Quick Life-Update

Nov 18, 2012 12:22

After my birthday I got a head-cold, which I valiantly ignored until Friday morning ... at which point I opted not to go into work so that I could sleep it off. I woke up Friday evening for about 5hrs for my stepfather's MMA fight (totally awesome, every minute was perfection - not just being able to see my family, but also: hot guys. omg hot guys everywhere. AND! I actually, legitimately enjoy me some MMA-style fighting. It makes me happy) ... then crashed ... woke up to podcast ... then crashed. And then was awake for about 5hrs last night and felt pretty okay with the world.

Until the CCB decided to message me that "I think we should stop what we've been doing and just be friends"

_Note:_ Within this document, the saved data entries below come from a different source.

PR #5300, opened 2025-09-06
TRUNK-6418: Run liquibase checks and data imports only when core or modules version changes

Abhxay:
This PR addresses TRUNK-6418 by modifying the DatabaseUpdater to only run Liquibase checks and data imports when the OpenMRS core version or module versions have changed.

Key changes:
- Added `isCoreChanged()` method to detect if the recorded core version differs from the current version.
- Added `markVersionAs()` method to mark the current core version as applied in the database global properties.

These changes prevent unnecessary repeated database updates on startup if the versions have not changed.

No other files or functionality were modified.

Closes: https://openmrs.atlassian.net/browse/TRUNK-6418


Abhxay:
> I don't see where the new methods are used. You check core version only, whereas module versions need to be checked as well.

I’ve updated the PR to include checks for module versions as well, in addition to the core version. Please take a look and let me know if any further adjustments are needed.

rkorytkowski:
Again you must call the methods you introduce during startup... See InitializationFilter

Abhxay:
> Again you must call the methods you introduce during startup... See InitializationFilter

I have updated the PR accordingly ...please review this and let me know if any changes needed

rkorytkowski:
I'm sorry, but you don't seem to quite understand what needs to be done in the initialiser... As I said this issue is not an introductory ticket so you may want to look for a different one to get better understanding of the application and code. I will take it from here. Thanks!

PR #5319, opened 2025-09-14
TRUNK-6430:  Update incorrect link in README / Documentation

mo-farooq:
Replaced the outdated OpenMRS Maven link in the README with the official Maven documentation:
https://maven.apache.org/guides/index.html

This avoids a dead link and gives users an accurate resource for Maven commands.

Issue:https://openmrs.atlassian.net/browse/TRUNK-6430


README.md
```diff
@@ -110,8 +110,7 @@ mvn -Dcargo.servlet.port=8081 cargo:run
 
 If all goes well (check the console output) you can access the OpenMRS application at `localhost:8080/openmrs`.
 
-Refer to [Getting Started as a Developer - Maven](https://wiki.openmrs.org/display/docs/Maven) for some more information
-on useful Maven commands and build options.
+For additional Maven commands and guidance, refer to the [official Maven documentation](https://maven.apache.org/guides/index.html).
```
dkayiwa: Is there a reason why you did not link to this? https://openmrs.atlassian.net/wiki/spaces/Archives/pages/25520545/Maven

mo-farooq: That link is outdated, and it hasn't been updated, that's why I thought it would be better to add the official Maven documentation.
Should I keep it as it is , or change it to the link you have provided

dkayiwa: This one provides some openmrs specific context.

mo-farooq:
Thanks for the suggestion! I’ve updated the README file

README.md
mo-farooq: Thanks for the suggestion! I’ve updated the README file

dkayiwa:
Are you intentionally changing both the link and text around it?

mo-farooq:
Thanks for catching that — I didn’t mean to change the surrounding text, only the broken link. I’ll update the PR so that the text stays exactly the same and only the link is replaced with the OpenMRS Maven wiki.

PR #5337, opened 2025-09-17
TRUNK-6428: Move bean declarations from xml to Java config

tusharvidhani3:
- Replaced XML-defined beans in applicationContext-service.xml with @Configuration + @Bean methods in OpenmrsApplicationContextConfig
- Annotated classes with @Component where applicable
- Preserved component scanning for @Handler and OpenMRS profile filters
- Converted serviceContext, Context, event listeners, and Hibernate-related beans
- Preserved bean dependencies and initialization order using @DependsOn and constructor args
- Updated component scan to include/exclude filters previously defined in XML

### DIFF
--- a/pom.xml
+++ b/pom.xml
@@ -513,7 +513,7 @@
 			<dependency>
 				<groupId>com.h2database</groupId>
 				<artifactId>h2</artifactId>
-				<version>2.4.240</version>
+				<version>2.3.232</version>
 			</dependency>
 			<dependency>
 				<groupId>org.dbunit</groupId>


api/src/main/java/org/openmrs/api/context/OpenmrsApplicationContextConfig.java
```diff
@@ -0,0 +1,208 @@
...
+    includeFilters = {
+        @ComponentScan.Filter(type = FilterType.ANNOTATION, classes = Handler.class),
+        @ComponentScan.Filter(type = FilterType.CUSTOM, classes = OpenmrsProfileIncludeFilter.class)
+    },
+    excludeFilters = {
+        @ComponentScan.Filter(type = FilterType.CUSTOM, classes = TestTypeFilter.class),
+        @ComponentScan.Filter(type = FilterType.CUSTOM, classes = OpenmrsProfileExcludeFilter.class)
+    }
+)
+public class OpenmrsApplicationContextConfig {
```
rkorytkowski: There's OpenmrsApplicationContextConfig under org.openmrs.api already. Please add it there instead of creating a new one.

api/src/main/resources/applicationContext-service.xml
```diff
@@ -242,52 +135,6 @@
...
-	<bean id="providerAttributeTypeValidator" class="org.openmrs.validator.ProviderAttributeTypeValidator"/>
-	<bean id="encounterValidator" class="org.openmrs.validator.EncounterValidator"/>
-	<bean id="locationAttributeTypeValidator" class="org.openmrs.validator.LocationAttributeTypeValidator"/>
-	<bean id="providerValidator" class="org.openmrs.validator.ProviderValidator"/>
-	<bean id="patientProgramValidator" class="org.openmrs.validator.PatientProgramValidator"/>
-	<bean id="conceptValidator" class="org.openmrs.validator.ConceptValidator"/>
-	<bean id="personMergeLogValidator" class="org.openmrs.validator.PersonMergeLogValidator"/>
-	<bean id="conceptReferenceTermValidator" class="org.openmrs.validator.ConceptReferenceTermValidator"/>
-	<bean id="conceptMapTypeValidator" class="org.openmrs.validator.ConceptMapTypeValidator"/>
-	<bean id="conceptAttributeTypeValidator" class="org.openmrs.validator.ConceptAttributeTypeValidator"/>
```
rkorytkowski, line 201: Did you make sure that all validators have `@Component` on them?

api/src/main/resources/applicationContext-service.xml
```diff
@@ -242,52 +135,6 @@
...
-	<bean id="implementationIdHttpClient" class="org.openmrs.util.HttpClient">
-		<constructor-arg name="url" value="https://implementation.openmrs.org"/>
-	</bean>
-
 	<!--  ************************ END VALIDATOR CONFIGURATION  ************************  -->
 
 	<context:component-scan base-package="org.openmrs">
```
rkorytkowski: It should not be needed if you added it to the configuration class. You just need to point Spring to the OpenmrsApplicationContextConfig in addition to xml files.

api/src/main/java/org/openmrs/api/context/OpenmrsApplicationContextConfig.java
```diff
@@ -0,0 +1,208 @@
...
+
+    @Bean
+    public PersonNameGlobalPropertyListener personNameGlobalPropertyListener() {
+        return new PersonNameGlobalPropertyListener();
+    }
+
+    @Bean
+    public LoggingConfigurationGlobalPropertyListener loggingConfigurationGlobalPropertyListener() {
+        return new LoggingConfigurationGlobalPropertyListener();
+    }
```
rkorytkowski: For simple beans, please just annotate classes with `@Component` instead of adding them to the config. It makes sense to add classes to the config if we want to specifically configure something or cannot annotate classes as they come from external libraries. Also if there was an id used in xml, please set the same id using annotation.

api/src/main/java/org/openmrs/api/context/OpenmrsApplicationContextConfig.java
```diff
@@ -0,0 +1,208 @@
...
+            PersonNameGlobalPropertyListener personNameGlobalPropertyListener,
+            LoggingConfigurationGlobalPropertyListener loggingConfigurationGlobalPropertyListener,
+            GlobalLocaleList globalLocaleList, AdministrationServiceImpl adminService,
+            OrderServiceImpl orderService) {
+        EventListeners eventListeners = new EventListeners();
+        List<GlobalPropertyListener> globalPropertyListeners = List.of(localeUtility, locationUtility,
+                configUtilGlobalPropertyListener, personNameGlobalPropertyListener,
+                loggingConfigurationGlobalPropertyListener, globalLocaleList, adminService, orderService);
+        eventListeners.setGlobalPropertyListeners(globalPropertyListeners);
+        return eventListeners;
```
rkorytkowski: It's a very strange construct, but I'm fine with this for now. We'll refactor in a separate issue.

api/src/main/java/org/openmrs/api/context/OpenmrsApplicationContextConfig.java
```diff
@@ -0,0 +1,208 @@
...
+        serviceContext.setCohortService(cohortService);
+        serviceContext.setMessageService(messageService);
+        serviceContext.setSerializationService(serializationService);
+        serviceContext.setSchedulerService(schedulerService);
+        serviceContext.setAlertService(alertService);
+        serviceContext.setHl7Service(hL7Service);
+        serviceContext.setMessageSourceService(messageSourceService);
+        serviceContext.setVisitService(visitService);
+        serviceContext.setProviderService(providerService);
+        return serviceContext;
```
rkorytkowski: We'll want to refactor serviceContext, but I'm fine with this for now...

api/src/main/java/org/openmrs/api/context/OpenmrsApplicationContextConfig.java
```diff
@@ -0,0 +1,208 @@
...
+    }
+
+    @Bean
+    public Context context(ContextDAO contextDAO, ServiceContext serviceContext) {
+        Context context = new Context();
+        context.setServiceContext(serviceContext);
+        context.setContextDAO(contextDAO);
+        return context;
```
rkorytkowski: Just annotate Context with `@Component`.

api/src/main/java/org/openmrs/api/context/OpenmrsApplicationContextConfig.java
```diff
@@ -0,0 +1,208 @@
...
+
+    @Bean
+    public List<Object> mappingJarResources() {
+        List<Object> mergedList = new ArrayList<>(moduleTestingMappingJarLocations());
+        return mergedList;
+    }
+
+    @Bean
+    public AuditableInterceptor auditableInterceptor() {
+        return new AuditableInterceptor();
```
rkorytkowski: Just annotate the class.

api/src/main/java/org/openmrs/api/context/OpenmrsApplicationContextConfig.java
```diff
@@ -0,0 +1,208 @@
...
+                new ClassPathResource("hibernate.cfg.xml")
+        });
+        sessionFactory.setMappingJarLocations(mappingJarResources);
+        sessionFactory.setPackagesToScan("org.openmrs");
+        return sessionFactory;
+    }
+
+    @Bean
+    public DbSessionFactory dbSessionFactory(SessionFactory sessionFactory) {
+        return new DbSessionFactory(sessionFactory);
```
rkorytkowski: Just annotate the class.

api/src/main/java/org/openmrs/api/context/OpenmrsApplicationContextConfig.java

My heart is not exactly broken, per say - but I am pretty tired of people having conversations about me in their own heads, making decisions, and then my life ends up changing. (There were really cute things to say about us hanging out on Wednesday that are now null and void .... ) Oh well.

And then I had a weird sick-dream that I was in LOST and there was something about saving children and Bill from Kill Bill was there and also Fred (AtS) - and then someone sang a song about Fred being so sad and I cried. Also at the time CCB was txting me poetry about why we can't be together and I think I was enlisted to seduce someone... It was all very unorganized.

Basically I've been getting so much sleep, my dreams are going to strange, strange places.

In other news:

marypantz has a perfect fiance and therefore my mobster-fic has a second chapter (possibly) inspired by his recent Damon/girly-pj's comment. As soon as I'm healthy enough to hold my head up for longer than 20min.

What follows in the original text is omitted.